======== INPUT
Issue #682, opened 2018-04-06
Consider immediately flushing certain "extra fields" to a log layer


adriancole:
https://github.com/spring-cloud/spring-cloud-sleuth/issues/927#issuecomment-378900051 discusses the understood problem of a race condition when implementing `CurrentTraceContext` hooks for tools like MDC. Thanks to @dhoffi for elaborating this.

The overal problem is that logging isn't immediately flushed when you set a variable. To do that, you need to know the underlying impl, like MDC: Ex redundant looking commands happen here:
```java
    @SendTo(SourceChannels.OUTPUT)
    public void timerMessageSource() {
        MDC.put(BUSINESS_PROCESS_NAME, ...);
        ExtraFieldPropagation.set(sleuthTracer.currentSpan().context(), BUSINESS_PROCESS_NAME, ...);
    }
```

would be to leave out the other either by default:
```java
    @SendTo(SourceChannels.OUTPUT)
    public void timerMessageSource() {
        ExtraFieldPropagation.set(sleuthTracer.currentSpan().context(), BUSINESS_PROCESS_NAME, ...);
    }
```

or by a special command like "flush" which attempts to set the thing immediately
```java
    @SendTo(SourceChannels.OUTPUT)
    public void timerMessageSource() {
        ExtraFieldPropagation.flush(sleuthTracer.currentSpan().context(), BUSINESS_PROCESS_NAME, ...);
    }
```

Eventhough #577 will solve the problem permanently, we might be able to get a tactical win by establishing some hook for immediately flushing certain (or all) keys to the current trace context.

This would only work in implementations that don't rely on scopes internally. For example, `MDC.put("key", "value")` is fine, but `try (Scope scope = context.scope("key", "value")` would not.

This has some cleanup implications, but we might be able to manage them in how we implement the scope field for `ExtraFieldsPropagation`. This all is only possible because "extra field" support is in the core library, so we can consider special-case it.

adriancole:
@dhoffi question: I assume you are ok if all extra fields are synced to MDC? or do you want to cherry-pick?

dhoffi:
well as the strong recommendation is not to put too much data in Propagation, I think it would be fine if exactly the fields of `spring.sleuth.baggage-keys` and `spring.sleuth.propagation-keys` would be synced to MDC, wouldn't it?

adriancole:
>
> well as the strong recommendation is not to put too much data in
> Propagation, I think it would be fine if exactly the fields of
[...]

PR #683, opened 2018-04-06
Adds ScopeDecorator and backports log correlation to use it

adriancole:
This is based on some work in Fukuoka where @anuraaga noticed we can stop some of the subclassing we do now

### Customizing in-process propagation (Ex. log correlation)

The `CurrentTraceContext` makes a trace context visible, such that spans
aren't accidentally added to the wrong trace. It also accepts hooks like
log correlation.

For example, if you use Log4J 2, you can copy trace IDs to your logging
context with [our decorator](https://github.com/openzipkin/brave/tree/master/context/log4j2):
```java
    .currentTraceContext(ThreadLocalCurrentTraceContext.newBuilder()
       .addScopeDecorator(ThreadContextScopeDecorator.create())
       .build()
    )
    ...
    .build();
```

Besides logging, other tools are available. `StrictScopeDecorator` can
help find out when code is not closing scopes properly. This can be
useful when writing or diagnosing custom instrumentation.

See #682

### DIFF
--- a/brave/src/main/java/brave/internal/propagation/CorrelationFieldScopeDecorator.java
+++ b/brave/src/main/java/brave/internal/propagation/CorrelationFieldScopeDecorator.java
@@ -15,6 +15,12 @@ import static brave.internal.HexCodec.lowerHexEqualsUnsignedLong;
  */
 public abstract class CorrelationFieldScopeDecorator implements ScopeDecorator {
 
+  /**
+   * When the input is not null "traceId", "parentId" and "spanId" correlation properties are saved
+   * off and replaced with those of the current span. When the input is null, these properties are
+   * removed. Either way, "traceId", "parentId" and "spanId" properties are restored on {@linkplain
+   * Scope#close()}.
+   */
   @Override public Scope decorateScope(@Nullable TraceContext currentSpan, Scope scope) {
     String previousTraceId = getIfString("traceId");
     String previousSpanId = getIfString("spanId");
@@ -39,6 +45,10 @@ public abstract class CorrelationFieldScopeDecorator implements ScopeDecorator {
     return new CorrelationFieldCurrentTraceContextScope();
   }
 
+  /**
+   * Idempotently sets correlation properties to hex representation of trace identifiers in this
+   * context.
+   */
   void maybeReplaceTraceContext(
       TraceContext currentSpan,
       String previousTraceId,
@@ -60,10 +70,15 @@ public abstract class CorrelationFieldScopeDecorator implements ScopeDecorator {
     if (!sameSpanId) put("spanId", HexCodec.toLowerHex(currentSpan.spanId()));
   }
 
+  /**
+   * Returns the correlation property of the specified name iff it is a string, or null otherwise.
+   */
   protected abstract @Nullable String getIfString(String key);
 
+  /** Replaces the correlation property of the specified name */
   protected abstract void put(String key, String value);
 
+  /** Removes the correlation property of the specified name */
   protected abstract void remove(String key);
 
   final void replace(String key, @Nullable String value) {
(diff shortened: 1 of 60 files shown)


brave/src/main/java/brave/internal/propagation/CorrelationFieldScopeDecorator.java
```diff
@@ -0,0 +1,76 @@
...
+    } else {
+      boolean sameParentId = lowerHexEqualsUnsignedLong(previousParentId, parentId);
+      if (!sameParentId) put("parentId", HexCodec.toLowerHex(parentId));
+    }
+
+    boolean sameSpanId = lowerHexEqualsUnsignedLong(previousSpanId, currentSpan.spanId());
+    if (!sameSpanId) put("spanId", HexCodec.toLowerHex(currentSpan.spanId()));
+  }
+
+  protected abstract @Nullable String getIfString(String key);
```
anuraaga: Javadoc? Also I'm not sure how to grok this `get` - at first I expected it to get the value from the current trace context. `getPreviouslyCorrelated` (a bit wordy though)?

brave/src/main/java/brave/propagation/CurrentTraceContext.java
```diff
@@ -21,23 +24,82 @@
...
+  public interface Factory {
+    CurrentTraceContext create(List<ScopeDecorator> scopeDecorators);
+  }
+
+  protected CurrentTraceContext() {
+    this.scopeDecorators = Collections.emptyList();
+  }
+
+  protected CurrentTraceContext(Builder<?> builder) {
+    this.scopeDecorators = (List<ScopeDecorator>) builder.scopeDecorators.clone();
```
anuraaga: I personally haven't seen `clone()` for copying anything other than an array. `new ArrayList<ScopeDecorator>(builder.scopeDecorators)`?

brave/src/main/java/brave/propagation/CurrentTraceContext.java
```diff
@@ -21,23 +24,82 @@
...
+   *     }
+   *     Scope result = new ThreadLocalScope();
+   *     // ensure scope hooks are attached to the result
+   *     return decorateScope(currentSpan, result);
+   *   }
+   * }</pre>
+   */
+  protected Scope decorateScope(@Nullable TraceContext currentSpan, Scope scope) {
+    int length = scopeDecorators.size();
+    if (length == 0) return scope;
```
anuraaga: I think the for loop duplicates this check so it doesn't really speed up the `0` case.

adriancole:
will be used by https://github.com/line/armeria/pull/1328

brave/src/main/java/brave/internal/propagation/CorrelationFieldScopeDecorator.java
adriancole: yep. it is internal, but no excuse :P

brave/src/main/java/brave/propagation/CurrentTraceContext.java
adriancole: agreed

brave/src/main/java/brave/internal/propagation/CorrelationFieldScopeDecorator.java
```diff
@@ -0,0 +1,91 @@
...
+    }
+
+    boolean sameSpanId = lowerHexEqualsUnsignedLong(previousSpanId, currentSpan.spanId());
+    if (!sameSpanId) put("spanId", HexCodec.toLowerHex(currentSpan.spanId()));
+  }
+
+  /**
+   * Returns the correlation property of the specified name iff it is a string, or null otherwise.
+   */
+  protected abstract @Nullable String getIfString(String key);
```
anuraaga: `ifString` seems like it was an implementation detail of `MDC`, for this abstract class, how about just `get`?

adriancole: ok with me!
================
Look through the entries above and find each line where the word "clone" occurs; copy those lines.

+    this.scopeDecorators = (List<ScopeDecorator>) builder.scopeDecorators.clone();
anuraaga: I personally haven't seen `clone()` for copying anything other than an array. `new ArrayList<ScopeDecorator>(builder.scopeDecorators)`?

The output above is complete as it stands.